This month’s second wildlife sighting also took place on a golf course, this time in St. Petersburg. A group of golfers were getting ready to move onto the next hole when they spotted a large rattlesnake. It’s hard to estimate exactly how big it is, but since even small snakes can pose poisonous dangers, it must have been a scary sight. Like with Chubbs, the rattlesnake didn’t bother the golfers.

Wildlife and Premise Liablity

These recent golf course sights are intriguing, but the presence of wild animals in strange places raises some liability questions. If a wild animal hurts a golfer, is the golf course liable?

In the golf course scenario, liability waivers might play a role. Before heading to the green, golfers might  sign a waiver that assumes responsibility for any reasonable dangers. Since alligators are a common feature of Florida ponds, they might be included. For example, if a golfer ventured into a pond and was bitten by an alligator, the golf course might not be liable. Still, golf courses still have a duty to keep their patrons safe, which includes warning them of present dangers, so if they knew about an alligator-infested pond but failed to mention it, they could potentially be liable for any injuries.

Of course, golf courses aren’t the only places where alligators and other critters might show up. From backyard pools to wildlife trails, they can be pretty much anywhere. In some areas, like nature parks or rivers, animals like snakes and alligators are again a reasonable danger. This means that as long as warnings are given, parties like park management are not generally liable for injuries.

Who is Liable?

For injuries that occur in residential areas, like in someone’s own backyard, liability can be more complicated. In one example from 2017, a woman was attacked by an alligator while gardening in her front yard. It was later found that her neighbors had been feeding the alligator, potentially increasing the likelihood of the attack. This means that, it if could be  proven that the neighbors encouraged the gator or that the homeowner’s association failed to warn people not to feed the alligator, they could be liable for the woman’s serious injuries. However, a situation like this is very complicated. Thankfully, it is also very rare.

Animals on the Roads

Animals don’t have to be big or poisonous to cause issues.

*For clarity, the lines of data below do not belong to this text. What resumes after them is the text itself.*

PR #2858, opened 2023-09-11
[FIX] SelectionInput: Unable to select range after confirm on empty selection input

aath-odoo:
## Description:

Previously, when a user cleared all values from the selection input and then clicked 'Confirm,' they were unable to select a range again, and the 'Confirm' and 'Reset' buttons would also disappear. This issue has now been fixed.

Task: [3493185](https://www.odoo.com/web#id=3493185&cids=2&menu_id=4720&action=333&active_id=2328&model=project.task&view_type=form)

## review checklist

- [ ] exportable in excel
- [ ] unit tested
- [ ] clean commented code
- [ ] track breaking changes


LucasLefevre (commented):
robodoo r+

src/plugins/ui_feature/selection_input.ts
```diff
@@ -65,6 +65,11 @@ export class SelectionInputPlugin extends UIPlugin implements StreamCallbacks<Se
           return CommandResult.MaximumRangesReached;
         }
         break;
+      case "REMOVE_RANGE":
+        if (this.ranges.length === 1) {
+          return CommandResult.MinimumRangesReached;
+        }
+        break;
```
aath-odoo, line 72: Hello @LucasLefevre,  It seems that we need to remove all the ranges during the reset process because it is currently causing a bug. Please take a look at this video for a demonstration of the issue (https://www.awesomescreenshot.com/video/20884856?key=a1a0e236cbff5d2bca764059673df95b) :)

aath-odoo: Hello @LucasLefevre , I attempted to address the issue, but it appears that for the reset operation, we must remove all ranges. However, the current implementation with REMOVE_RANGE in allowDispatch() is causing a bug as it won't let us remove range if there's a single range which eventually will always be true at some point in case of reset. 
Therefore, I'm wondering if it would be feasible to prevent the command from dispatching instead of handling it in allowDispatch to enable it to work for reset. Alternatively, we can consider introducing an optional flag in the REMOVE_RANGE command to distinguish between reset and confirm operations. or else if you have any alternate suggestion please let me know, Thanks :)

rrahir:
@robodoo r+

PR #2868, opened 2023-09-12
[FIX] clipboard: cut/paste whole CF across sheets

hokolomopo:
## Description

When cutting a whole conditional format and pasting it in another sheet, the CF wasn't removed from the first sheet.

Task: : [3502777](https://www.odoo.com/web#id=3502777&action=333&active_id=2328&model=project.task&view_type=form&cids=1&menu_id=4720)

## review checklist

- [ ] exportable in excel
- [ ] unit tested
- [ ] clean commented code
- [ ] track breaking changes

### DIFF
--- a/src/plugins/ui/evaluation_conditional_format.ts
+++ b/src/plugins/ui/evaluation_conditional_format.ts
@@ -459,6 +459,10 @@ export class EvaluationConditionalFormatPlugin extends UIPlugin {
 
     currentRanges = currentRanges.concat(toAdd);
     const newRange: string[] = recomputeZones(currentRanges, toRemove);
+    if (newRange.length === 0) {
+      this.dispatch("REMOVE_CONDITIONAL_FORMAT", { id: cf.id, sheetId });
+      return;
+    }
     this.dispatch("ADD_CONDITIONAL_FORMAT", {
       cf: {
         id: cf.id,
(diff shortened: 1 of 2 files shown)


src/plugins/ui/evaluation_conditional_format.ts
```diff
@@ -459,6 +459,10 @@ export class EvaluationConditionalFormatPlugin extends UIPlugin {
 
     currentRanges = currentRanges.concat(toAdd);
     const newRange: string[] = recomputeZones(currentRanges, toRemove);
+    if (newRange.length === 0) {
+      this.dispatch("REMOVE_CONDITIONAL_FORMAT", { id: cf.id, sheetId });
+      return;
+    }
```
anhe-odoo, line 465: Instead of adding the "REMOVE" command before the "ADD" command, can't we simply make the ADD command correctly remove the previous range ?

hokolomopo: The point here is to remove the CF if it has no ranges (we don't dispatch ADD command afterward). 

The previous implementation dispatched a ADD_CF with empty ranges, which was rejected by the allowDispatch. Which is fine, because we don't wan't to be allowed to create a new CF with no ranges.

anhe-odoo: My bad, I missed the "return" after the remove. Ok for me then :)

rrahir:
@robodoo r+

When animals, from turtles to everyday squirrels, wander into the road, they can lead to complications for drivers. For example, if a driver swerves to avoid an animal in the road, they might collide with another vehicle, pedestrian, or other object, like a guardrail. Or if a driver might slow down to avoid an animal but the driver behind them is texting and rear-ends them. In cases like these, accident liability depends on the circumstances of the accident. In the first example, the swerving driver might be liable for the accident, while the texting driver was the negligent party in the second.

Wildlife Safety Tips

Wildlife is an exciting and unique part of Florida, but it wild animals can also lead to concerns and dangers. To stay safe around Florida wildlife, whether you’re on the road, at the park, or even in your own backyard, keep these tips in mind:

  • When at a public place, like a park or golf course, look for signs that warn you about any dangerous wildlife
  • Never feed alligators
  • Keep children and dogs away from ponds
  • Don’t go swimming in ponds, especially at night, and be cautious when fishing or doing other activities near water
  • Stay away from wildlife, even if it looks harmless or dead
  • Learn which snakes are poisonous
  • If you encounter an animal in the road, do not try to suddenly swerve or stop
  • Never drive after drinking or while distracted, because you might not react quickly enough to an animal or other obstacle

We live in such a beautiful state and it’s important to get out and enjoy the great outdoors. But first, make sure you know how to stay safe around wildlife!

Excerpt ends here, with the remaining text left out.